→ **Provided data**
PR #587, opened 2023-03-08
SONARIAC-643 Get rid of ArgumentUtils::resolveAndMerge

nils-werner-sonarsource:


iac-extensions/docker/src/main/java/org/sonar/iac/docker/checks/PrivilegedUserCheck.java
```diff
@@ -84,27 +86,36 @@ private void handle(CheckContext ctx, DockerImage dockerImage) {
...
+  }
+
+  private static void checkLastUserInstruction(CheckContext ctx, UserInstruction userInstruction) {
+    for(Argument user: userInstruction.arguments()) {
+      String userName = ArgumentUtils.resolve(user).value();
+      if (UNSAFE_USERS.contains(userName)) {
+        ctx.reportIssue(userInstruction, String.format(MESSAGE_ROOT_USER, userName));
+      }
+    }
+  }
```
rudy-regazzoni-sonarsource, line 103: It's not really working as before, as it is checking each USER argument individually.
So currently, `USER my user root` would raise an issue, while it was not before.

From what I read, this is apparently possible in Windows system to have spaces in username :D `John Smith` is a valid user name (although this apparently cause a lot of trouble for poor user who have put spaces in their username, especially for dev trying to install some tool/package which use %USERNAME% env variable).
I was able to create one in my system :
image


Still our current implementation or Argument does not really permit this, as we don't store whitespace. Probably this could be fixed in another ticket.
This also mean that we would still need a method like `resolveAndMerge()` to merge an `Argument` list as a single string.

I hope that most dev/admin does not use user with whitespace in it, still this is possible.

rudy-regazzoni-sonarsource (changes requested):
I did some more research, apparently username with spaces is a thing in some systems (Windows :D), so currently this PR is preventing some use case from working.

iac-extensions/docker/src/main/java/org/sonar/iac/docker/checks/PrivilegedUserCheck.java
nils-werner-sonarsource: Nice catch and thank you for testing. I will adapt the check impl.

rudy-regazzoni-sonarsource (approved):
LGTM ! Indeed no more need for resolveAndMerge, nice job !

→ **What is expected**
Copy every line from the records above that contains the string "userInstruction".

→ **Finished task**
+  private static void checkLastUserInstruction(CheckContext ctx, UserInstruction userInstruction) {
+    for(Argument user: userInstruction.arguments()) {
+        ctx.reportIssue(userInstruction, String.format(MESSAGE_ROOT_USER, userName));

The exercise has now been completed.